Mutlak düal olmayan akıma göre, saf şuur maya aracılığı ile İçkin Brahman olarak görünür ve görüngüsel dünyadaki inananların iyiliği için değişik şekil ve adlar alır. Tüm bu şekiller -Vişnu veya cennetteki Baba, Yehova veya Allah- kendilerine inananlar tarafından Kişisel Tanrı olarak kabul edilir. Ramakrişna'nın dediği gibi şekil ve şekilsizlik, tek ve aynı Gerçekliğin tezahürleridir. Kişisel Tanrı'ya ritueller ve inanç yoluyla tapmak suretiyle inanan kişi eğer isterse, Kişisel Olmayan Mutlak'ın bilgisine erişebilir. Sankaraçarya kendi manastırlarında Şakti veya gerçekliğin dişil yönüne tapılmasını kurumsallaştırmıştır. Ramakrişna ruhsal öğretilerinin ilk başlarında Kali'ye tap­mış ve en sonunda Brahman'ı algılamıştır. Tanrı aşkı, Brahman'ın bilgisine götürür.

Yaygın Hinduizm'in ilahları Kişisel Tanrı'nın sembolleridir. Onların resimlerine veya diğer şekillerdeki görüntülerine tapmak ve türbelerde rastlanabilir. Hindistan'da halk arasında yaygın olan bir deyiş, üç yüz milyon insanın üç yüz milyon otuz üç bin ilaha taptığından söz eder. Buna rağmen Hindu dini, esasında tektanrıcıdır. Hangi ilaha veya gerçeğin hangi yönüne tapılırsa tapılsın, inanana göre, yüce Tanrı bir olup diğer ilahlar onun sadece birer parçasıdırlar. Dolayısıyla Hinduizm'in tektanrıcılığı diğer tanrıları dışlamayıp onların tümünü içerir. Upanişadlar'da şöyle denir: "Rudra gerçekten tektir çünkü Brahman'ı bilenler bir ikincinin varlığını kabul etmezler. O, sahip olduğu güçlerle tüm dünyalara hükmeder. Her canlı varlığın içindeki özdür. Tüm dünyaları yarattıktan sonra, onların Koruyucusu olan O, zaman son bulduğunda onları tekrar üzerine alır. Upanişadlar'da Rudra, sözcüğü, Kişisel Olmayan Mutlak'ı işaret eder.Daha sonra Puranalar'da, Brahman'ın yok edici yönüyle kişiselleştirilmiş hali olan Şiva halini alır." Aynı Upanişad'da şu sözleri okumak olasıdır: "Her şeyi Bilen Rudra, tanrıların yaratıcısı ve onları güçle donatan o, evrenin koruyucusudur.

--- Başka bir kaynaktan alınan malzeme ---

PR #3148, opened 2024-02-26
Element selected in Model Browser shows in Property Editor

### LINKED ISSUE #2545: Open element property page for an element selected from the model explorer
Sometimes I want to look/edit the details of an element without having to find and click on it from the diagram.

Clicking on an model element from the model explorer should open its property page.

An alternative is to click on the model element from the diagram.

### Additional context
This feature would be first steps towards supporting modeling directly in the context menu, which is known to be practiced by more seasonal modelers because it enables to do some things much faster than through the diagram. A follow up that would allow to create some modeling elements using a context menu should follow to support that.

amolenaar:
### PR Type

- [ ] Bug fix
- [x] Feature

Only items selected in a diagram are shown in the Property Editor.

Issue Number: Fixes #2545 

### What is the new behavior?

When you select an element in the Model Browser, it will show in the Property Editor.

Property pages that contain both model and presentation settings (normally a _Show Something_ setting) have been split in two pages.

- [x] Yes
- [ ] No

### Other information

Still to do:

- [x] Attributes and Operations for Block, Requirement, etc.
- [x] Select Extension relation in model browser causes error
- [x] ActivityParameterNode also shows ObjectNode properties

### DIFF
--- a/gaphor/UML/actions/activitypropertypage.py
+++ b/gaphor/UML/actions/activitypropertypage.py
@@ -19,6 +19,7 @@ from gaphor.diagram.propertypages import (
 )
 from gaphor.UML.actions.activity import ActivityParameterNodeItem
 from gaphor.UML.propertypages import (
+    ShowTypedElementPropertyPage,
     TypedElementPropertyPage,
     create_list_store,
     list_item_factory,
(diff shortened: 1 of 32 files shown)


amolenaar:
@danyeaw By separating the model and presentation specific properties, I found out that some property editors are now applied to elements they were not applied to before.

E.g. `ActivityParameterNode` now also has _Upper Bound_ and _Ordering_ editors, since it inherits from `ObjectNode`.

image

Now we can explicitly blacklist those uses, but I'm not sure if we should. What do you think?

danyeaw (commented):
Hi @amolenaar, wow, this is a really nice feature to be able to show the property editor from the model browser!

One thing I noticed while testing this:
1. Create a Class and a Block
2. Select the Block in the Diagram -> Block Property Page is shown
3. Select the Class in the Model Browser -> Class Property Page is shown
4. Try to click on the Block in the Diagram again -> Class Property Page is still shown

amolenaar:
Thanks for testing this. It's a bit tricky to orchestrate the events coming both from the model browser and diagram. I'll have a look into this.

amolenaar:
@danyeaw I think I resolved the (re)selection issue. `DiagramSelectionChanged` events are now emited explicitly, and not based on changes in the diagram selection.

gaphor/UML/actions/activitypropertypage.py
```diff
@@ -206,47 +207,74 @@ def _on_name_changed(self, entry):
...
+            "show-parameter-direction-editor",
+            signals={
+                "show-direction-changed": (self._on_show_direction_changed,),
+            },
+        )
+
+        show_direction = builder.get_object("show-direction")
+        show_direction.set_active(self.item.show_direction)
+
+        print("(self.item.subject and self.item.subject.parameter)")
```
danyeaw, line 276: One more print statement nit

danyeaw (approved):
Nice, this is working great now! :star_struck:

gaphor/UML/actions/activitypropertypage.py
amolenaar: Ah no. I need a linting rule that errors on print statements!

PR #3204, opened 2024-03-21
Make self-test a command, instead of an option

amolenaar:
### PR Type

- [ ] Bug fix
- [ ] Feature

Self test is an option. This is from the time we did not have commands.

Issue Number: N/A

### What is the new behavior?

Now you can self-test by calling `gaphor self-test`.

- [ ] Yes
- [x] No


danyeaw (approved):
This looks great, thanks!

En başta İçkin Brahman'ı yaratan O, bizi parlak bir zekayla donat." Tüm Upanişadlar, Tanrı'nın ikici olmadığını savunur.

Bir ilaha iki nedenden ötürü tapılır; ya dünyasal arzuların yerine getirilmesi için ya da dünyasal bağlardan tamamıyla kurtulmak için. Yüce Ruhta tefekkür halinde olmak konusundaki yetersizliklerinin bilincinde olan kimi inananlar, ruhsal disiplin olarak daha somut bir ibadet şeklini tercih ederler ve en sonunda düal düşünceden kurtulmak için dua ederler. Dolayısıyla onlar Kişisel Tanrı'dan kişisel olmayan gerçekliğe, ritüelden tefekküre, sesli duadan iç huzuru ve sessizliğe yönelirler. Ancak diğer bazı inananlar, Tanrı ve kendileri arasındaki farkı korumayı tercih eder ve Tanrı ile değişik şekillerde sohbet etmenin mutluluğunu tadarlar.

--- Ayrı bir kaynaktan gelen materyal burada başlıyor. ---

Issue #3154, opened 2024-02-27
Ends are not detached in a relationship when cancelling out the animation 


0lione:
### Describe the bug
When pressing ESC while detaching a relationship from one end that end will not be detached 

### To Reproduce
1. Create 2 Classes
2. Create a Relationship between them
3. Try to detach one end of the relationship and press ESC 
4. See that not only the end is still red it will also show that the end is still attached 

If possible, add the error report from `≡` (top-right menu) → `Tools` → `Error Reports`.

### Expected behavior
I think that when canceling out the animation in this circumstance the end should be detached

### Screenshots
![image](https://github.com/gaphor/gaphor/assets/101414931/839fd353-640e-473c-9e36-c317345c5769)

### OS
- [x ] Linux (Fedora 39)
- [ ] macOS
- [x ] Windows

### Version
Version of Gaphor: 2.24.0

### Additional information
If this is truly a bug can i work on it?

PR #3209, opened 2024-03-25
Fix #2736 & #3154: Cancelling the relationship connection

### LINKED ISSUE #2736: Cancelling out of drawing a relationship causes an exception
### Describe the bug
Pressing ESC to exit the creation of a relationship causes an exception.

### To Reproduce
1. Create a diagram
2. Add Class 1
3. Add Class 2
4. Select a relationship and start drawing from the Class 1.
5. Before reaching the Class 2, press Escape to cancel out the operation
6. Observe the error.

```
Gaphor version:         2.21.0
Operating System:       Windows (10)
Display:                GdkWin32Display
Python version:         3.11.5
GTK version:            4.12.0
Adwaita version:        1.3.1
GtkSourceView version:  5.8.0
Cairo version:          1.17.8
Pango version:          1.50.14
PyGObject version:      3.44.1
Pycairo version:        1.24.0
pygit2/libgit2 version: 1.12.2  / 1.6.4


Errors:

Time since application startup: 0:02:17
|Traceback (most recent call last):
|  File "C:\Program Files\Gaphor\gaphor\diagram\tools\placement.pyc", line 105, in on_drag_end
|  File "C:\Program Files\Gaphor\gaphor\diagram\tools\placement.pyc", line 89, in connect_opposite_handle
|  File "C:\Program Files\Gaphor\gaphor\diagram\tools\handlemove.pyc", line 48, in glue
|  File "C:\Program Files\Gaphor\gaphas\handlemove.pyc", line 71, in glue
|AttributeError: 'NoneType' object has no attribute 'model'
└─────────────────────────────╌┄┈
Time since application startup: 0:02:25
|Traceback (most recent call last):
|  File "C:\Program Files\Gaphor\gaphor\diagram\tools\placement.pyc", line 105, in on_drag_end
|  File "C:\Program Files\Gaphor\gaphor\diagram\tools\placement.pyc", line 89, in connect_opposite_handle
|  File "C:\Program Files\Gaphor\gaphor\diagram\tools\handlemove.pyc", line 48, in glue
|  File "C:\Program Files\Gaphor\gaphas\handlemove.pyc", line 71, in glue
|AttributeError: 'NoneType' object has no attribute 'model'
└─────────────────────────────╌┄┈

```
### Expected behavior
The operation should be canceled and the incomplete relationship removed from the model.

### OS
- [x] Windows

### Version
Version of Gaphor: 2.21.0

0lione:
When pressing Esc while drawing a relationship caused an exception instead of cancelling the animation.

### PR Type

- [x ] Bug fix
- [ ] Feature

When the user presses Esc while connecting any 2 elements with a relationship the Pointer shortcut is invoked and nothing is done to handle the key pressed, so when we already have a relationship established and press Esc while disconnecting one of the handles nothing happens to the relationship and the handle continues to be red. 

Issue Number: 2736 & 3154

### What is the new behavior?
Now when we press Esc we invoke a handler that will check if the handle we were moving is connected or not, if it is not then we disconnect that handle and we unselect the connection, if it is connected or the selected object is not a connection we just unselect it. The key aspect is that this handle is called before we invoke the Pointer shortcut. 

- [ ] Yes
- [ x] No

### DIFF
--- a/gaphor/diagram/presentation.py
+++ b/gaphor/diagram/presentation.py
@@ -75,6 +75,9 @@ class HandlePositionEvent(RevertibleEvent):
 
 
 class HandlePositionUpdate:
+
+    _lastHandleMoved = None
+
     def watch_handle(self, handle):
         handle.pos.add_handler(self._on_handle_position_update)
 
@@ -85,6 +88,7 @@ class HandlePositionUpdate:
         for handle in self.handles():  # type: ignore[attr-defined]
             if handle.pos is position:
                 self.handle(HandlePositionEvent(self, handle, old))  # type: ignore[attr-defined]
+                self._lastHandleMoved = handle
                 break
 
 
@@ -226,6 +230,8 @@ class LinePresentation(gaphas.Line, HandlePositionUpdate, Presentation[S]):
 
         self.watch_handle(self.head)
         self.watch_handle(self.tail)
+
+        self._has_been_dropped = False
 
     head = property(lambda self: self._handles[0])
     tail = property(lambda self: self._handles[-1])
--- a/gaphor/diagram/tools/shortcut.py
+++ b/gaphor/diagram/tools/shortcut.py
@@ -3,15 +3,16 @@ from gi.repository import Gdk, Gtk
 
 from gaphor.core import Transaction
 from gaphor.core.modeling import Presentation, self_and_owners
+from gaphor.diagram.presentation import LinePresentation
 
 
 def shortcut_tool(event_manager):
     ctrl = Gtk.EventControllerKey.new()
-    ctrl.connect("key-pressed", on_delete, event_manager)
+    ctrl.connect("key-pressed", key_pressed, event_manager)
     return ctrl
 
 
-def on_delete(ctrl, keyval, keycode, state, event_manager):
+def key_pressed(ctrl, keyval, keycode, state, event_manager):
     """Handle the 'Delete' key.
 
     This can not be handled directly (through GTK's accelerators),
@@ -21,6 +22,8 @@ def on_delete(ctrl, keyval, keycode, state, event_manager):
     if keyval in (Gdk.KEY_Delete, Gdk.KEY_BackSpace):
         delete_selected_items(view, event_manager)
         return True
+    if keyval == Gdk.KEY_Escape:
+        unselect(view, event_manager)
     return False
 
 
@@ -32,3 +35,14 @@ def delete_selected_items(view: GtkView, event_manager):
             if i.subject and i.subject in self_and_owners(i.diagram):
                 del i.diagram.element
             i.unlink()
+
+def unselect(view: GtkView, event_manager):
+    items = view.selection.selected_items
+    with Transaction(event_manager):
+        for i in list(items):
+            if isinstance(i, LinePresentation):
+                if i._has_been_dropped and i._lastHandleMoved and not i._lastHandleMoved.glued and i._connections.get_connection(i._lastHandleMoved):
+                    i._connections.disconnect_item(i, i._lastHandleMoved)
+                    i._lastHandleMoved = None
+        view.selection.unselect_all()
+        view.selection.grayed_out_items = set()
--- a/gaphor/diagram/tools/itemtool.py
+++ b/gaphor/diagram/tools/itemtool.py
@@ -2,6 +2,7 @@ from gaphas.tool import item_tool as _item_tool
 from gi.repository import Gtk
 
 from gaphor.diagram.event import DiagramSelectionChanged
+from gaphor.diagram.presentation import LinePresentation
 
 
 def item_tool(event_manager) -> Gtk.GestureDrag:
@@ -21,4 +22,8 @@ def on_drag_begin(gesture, _start_x, _start_y, event_manager):
 
 def on_drag_end(gesture, _offset_x, _offset_y):
     view = gesture.get_widget()
+    for i in view.selection.selected_items:
+        if isinstance(i, LinePresentation):
+            i._lastHandleMoved = None 
+            i._has_been_dropped = True
     view.selection.dropzone_item = None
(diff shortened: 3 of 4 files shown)


amolenaar:
Hi @0lione,

Thanks a lot for this PR. At first glance it looks good. I need a bit of time for a more in-depth review.

gaphor/diagram/presentation.py
```diff
@@ -75,6 +75,9 @@ def revert(self, target):
 
 
 class HandlePositionUpdate:
+
+    _lastHandleMoved = None
```
amolenaar, line 79: Can you change this to underscore notation (snake case):

```suggestion
    _last_handle_moved = None
```

gaphor/diagram/tools/shortcut.py
```diff
@@ -32,3 +35,20 @@ def delete_selected_items(view: GtkView, event_manager):
             if i.subject and i.subject in self_and_owners(i.diagram):
                 del i.diagram.element
             i.unlink()
+
+
+def unselect(view: GtkView, event_manager):
```
amolenaar, line 40: I would use a more descriptive name here:

```suggestion
def cancel_handle_drag(view: GtkView, event_manager):
```

amolenaar (changes requested):
This looks good.

Just a few comments regarding naming.

Maybe it's possible to create a separate `Gtk.EventControllerKey` in the `item_tool()` function (it should return a tuple of controllers then), so they can share a single state object (as is [done here](https://github.com/gaphor/gaphor/blob/main/gaphor/diagram/tools/placement.py#L32)). Then there's no need to maintain that state on the presentation objects themselves.

But if you feel that complicates things, that's also fine.

amolenaar:
@0lione Can you run pre-commit on your changes? That should help you resolve the linting errors.

0lione:
> This looks good.
> 
> Just a few comments regarding naming.
> 
> Maybe it's possible to create a separate `Gtk.EventControllerKey` in the `item_tool()` function (it should return a tuple of controllers then), so they can share a single state object (as is [done here](https://github.com/gaphor/gaphor/blob/main/gaphor/diagram/tools/placement.py#L32)). Then there's no need to maintain that state on the presentation objects themselves.
> 
> But if you feel that complicates things, that's also fine.

Could you elaborate on that?  I'm not understanding what you want me to do.

amolenaar:
Sorry for the late reply.

What I meant was that it may be possible to keep the whole cancel logic in `itemtool.py`.

```python
# gaphor/diagram/tools/itemtool.py

class DragState:
    def __init__(self):
        self.dragging = False


def item_tool(event_manager) -> tuple[Gtk.GestureDrag, Gtk.EventControllerKey]:
    state = DragState()
    gesture = _item_tool()
    gesture.connect_after("drag-begin", on_drag_begin, event_manager, state)
    gesture.connect_after("drag-update", on_drag_update)
    gesture.connect_after("drag-end", on_drag_end, state)

    key_ctrl = Gtk.EventControllerKey.new()
    key_ctrl.connect("key-pressed", key_pressed, event_manager, state)
    return gesture, key_ctrl

...

def key_pressed(ctrl, keyval, keycode, _state, event_manager, state):
    if state.dragging and keyval == Gdk.KEY_Escape:
        Transaction.mark_rollback()
```
(may need to make `gaphor.transaction.Transaction.mark_rollback()` a class method)

I think what it should do, is roll back the transaction. Then the handle should be nicely be reverted to its old position and everything should be as before the drag operation started.

0lione:
> Sorry for the late reply.
> 
> What I meant was that it may be possible to keep the whole cancel logic in `itemtool.py`.
> 
> ```python
> # gaphor/diagram/tools/itemtool.py
> 
> class DragState:
>     def __init__(self):
>         self.dragging = False
> 
> 
> def item_tool(event_manager) -> tuple[Gtk.GestureDrag, Gtk.EventControllerKey]:
>     state = DragState()
>     gesture = _item_tool()
>     gesture.connect_after("drag-begin", on_drag_begin, event_manager, state)
>     gesture.connect_after("drag-update", on_drag_update)
>     gesture.connect_after("drag-end", on_drag_end, state)
> 
>     key_ctrl = Gtk.EventControllerKey.new()
>     key_ctrl.connect("key-pressed", key_pressed, event_manager, state)
>     return gesture, key_ctrl
> 
> ...
> 
> def key_pressed(ctrl, keyval, keycode, _state, event_manager, state):
>     if state.dragging and keyval == Gdk.KEY_Escape:
>         Transaction.mark_rollback()
> ```
> 
> (may need to make `gaphor.transaction.Transaction.mark_rollback()` a class method)
> 
> I think what it should do, is roll back the transaction. Then the handle should be nicely be reverted to its old position and everything should be as before the drag operation started.

But when does the transaction get committed?  Because from what I could understand it only gets committed after drag-end, and the problem is if we press Escape the key-pressed function is going to be called and right as that function ends the shortcut Escape is going to be called meaning the drag-end function is never called and so the Transaction is never committed.

0lione:
Okay I got it working using the transaction rollback but I had to do some changes to the transactional_tool function so the rollback could work. I also had to change the PlacementState because whenever we pressed any key while placing a connection the "drag-end" event was never called. Hope the modifications are satisfactory, if not feel free to provide feedback on what changes you'd like to see

amolenaar:
I've been playing with your PR a bit. This problem is a lot harder than I expected.
The problem is indeed, that when you press _any_ key during a drag operation, the drag is cancelled and we end up with an inconsistent state, because our transactions are not properly closed. This causes errors during undo, for example.

I think you're on the right track, by adding a key-pressed handler to `transactional_tool`. 

I've been fiddling a bit around with that. I found that if we cancel (reset) all transactions as soon as a key press is recorded, we can roll back the transaction and let the tools do their cleanup.

Due to limitations in the GitHub interface (I was not able to create a PR from this repo to yours), I created a PR here. I did not need the key-pressed handlers for item and placement tools anymore. I think we should give this some thorough testing, though.

@0lione can you review the changes I did in #3254, please?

Hindistan'da yaygın olan ibadet şekli, neşe ve keyif içinde yapılır. Tapmağın atmosferi karanlık değildir, içinde ilahiler, şarkılar ve neşeli çığlıklar yankılanır. Bunun nedeni Hindu'nun tapmakta veya türbede, mutluluğun vücut bulduğu ilahın varlığını hissetmesidir. Aynı zamanda Hindular, insanlar ne kadar kötü olurlarsa olsunlar, eğer Tanrı'ya sadakat ve tövbekarlık ile yaklaşırlarsa Tanrı'nın onları hiçbir zaman bırakmayacağına güçlü bir şekilde inanırlar. "Tanrı kendisine inananlara, gereksinim duydukları şeyleri her zaman verir ve zaten sahip oldukları şeyleri de onlar için korur." "En kötü günahkar bile eğer, zihnini tamamıyla bana vererek taparsa, onu bir kutsal kişi olarak kabul ederim çünkü onun bu çabası yürektendir. Bu kişi kısa zaman içerisinde dinin ruhunu kavrar ve ebedi huzura ulaşır.Bana inananın ve tapanın hiçbir zaman zarar görmeyeceğine söz veririm." Bir Hindu mistik, İlahi Ana'nın merhameti ile ilgili olarak şöyle demiştir: "Kötü çocuklar olabilir ama kötü Ana asla." İnanan bir kişi, ümitsiz olduğu anlarda kendisini koruyacak İlahi bir Ana olduğu için rahatlar. Fakat tüm dua ve ibadetlerde altı çizilmeye değer en önemli unsur, görüngüsel dünyanın ölme ve yeniden dünyaya gelme çarkının verdiği acılardan kurtulma arzusudur.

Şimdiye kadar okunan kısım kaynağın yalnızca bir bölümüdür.